Salesforce has laid off 86 employees across its artificial intelligence, IT integration and marketing software divisions, according to a California regulatory filing cited by Business Insider.
The cuts affected employees working on the company's Agentforce AI product, its MuleSoft IT integration tool and its Marketing Cloud software. The affected roles spanned sales, general administration, and technology and product functions. Positions in Washington state and outside the United States were also impacted. The report noted that the core Agentforce team was not directly affected.
Who Gets What
According to internal documents reviewed by Business Insider, eligible US employees can receive severance packages of up to 30 weeks of pay. The California notice stated that affected employees would remain on payroll until August 7.
Salesforce's severance policy calculates entitlements based on seniority, length of service and age. Senior directors and director-level employees receive 13 weeks of base pay, while senior managers and those below receive nine weeks. Employees receive an additional three weeks for each year of service, with any partial year counted as a full year. The combined total is capped at 26 weeks, or 30 weeks for those aged 60 and above, who also receive four additional weeks on top of their standard entitlement.
All eligible US workers receive six months of COBRA healthcare continuation coverage; employees aged 60 or older receive 12 months.
Salesforce's severance terms appear more generous than recent packages offered by several other technology companies. Oracle provided laid-off US employees with four weeks of base salary plus one additional week per year of service, capped at 26 weeks. Block, which reduced its workforce by nearly half earlier this year, offered 20 weeks of salary plus one additional week per year of tenure. Amazon, which notified employees of redundancies in January, offered full pay and benefits for 90 days followed by an additional severance payout.
The latest round follows an earlier set of redundancies in January, when Salesforce eliminated fewer than 1,000 positions. The company employed more than 80,000 people at the end of January, according to a filing with the Securities and Exchange Commission.

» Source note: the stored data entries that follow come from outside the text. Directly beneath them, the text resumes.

PR #1657, opened 2017-03-08
Show vertical scrollbar for IE

deecay:
Vertical scrollbar for HTML shown in Chrome and Firefox, but not IE.

### DIFF
--- a/client/app/assets/css/superflat_redash.css
+++ b/client/app/assets/css/superflat_redash.css
@@ -6430,7 +6430,7 @@ a {
 }
 html {
   overflow-x: hidden\0/;
-  -ms-overflow-style: none;
+  -ms-overflow-style: scroll;
 }
 html,
 body {
--- a/client/app/assets/css/superflat_redash.css
+++ b/client/app/assets/css/superflat_redash.css
@@ -6430,7 +6430,7 @@ a {
 }
 html {
   overflow-x: hidden\0/;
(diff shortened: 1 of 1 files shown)


arikfr:
Can you add screenshots of before/after please?

deecay:
Current:
now


Scrollbar is missing from from every page.


Fixed:
patched1


* If `-ms-overflow-style` set to 'scroll', the bar appears anytime mouse is in the window. Disappears when mouse is out. 
* If set to 'auto', the bar appears when mouse is in the window and near the vertical scrollbar. Disappears when mouse moves away from the bar.

This PR adopts 'scroll'. But any value but 'none' is fine for me.

arikfr:
The behavior I see in Chrome on OSX is that the scrollbar appears when you start scrolling. Is this the same behavior with "auto"?

deecay:
With 'auto':
 1. Moving mouse around will show wide scrollbar. Staying still for a while will auto hide the wide scrollbar.
 2. Pressing down key and scrolling down while wide scrollbar is shown, wide scrollbar is shown.
 3. Pressing down key and scrolling down while wide scrollbar is NOT shown, narrow scrollbar is shown.

out

arikfr:
Let's use `auto` then. Thanks!

deecay:
Done.

arikfr:
Cool, thanks!

PR #1662, opened 2017-03-09
Add: Trimmed ; from query as it causes trouble when using pyhive

benmagro:
When using the pyhive connector, queries fail if they have a colon at the end. This can be pretty annoying.

Not sure if this is the best way to fix the problem. Happy to take feedback on the PR.

Thanks


arikfr:
@benmagro Ping?

benmagro:
On it. I'll move. Just been flat out :-)

arikfr:
Please reopen when updated. Thanks.

PR #1665, opened 2017-03-10
Fix: Set query filter to match dashboard level filters

benmagro:
Added:
When dashboard level parameters are present, we should set to the filter strings to match.

Removed:
Existing code that doesn't seem to work.

Video:
filter_params

### DIFF
--- a/client/app/pages/dashboards/dashboard.js
+++ b/client/app/pages/dashboards/dashboard.js
@@ -84,8 +84,7 @@ function DashboardCtrl($rootScope, $routeParams, $location, $timeout, $q, $uibMo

Salesforce's stock has declined more than 30% this year amid investor concern that large language models and autonomous AI agents could reduce demand for traditional enterprise software, including its core customer relationship management platform.
On the AI front, a November Business Insider report said Agentforce usage remained relatively low and that the product had not matched the company's promotional demonstrations. Last month, however, Salesforce disclosed that annualised Agentforce revenue had crossed $1 billion.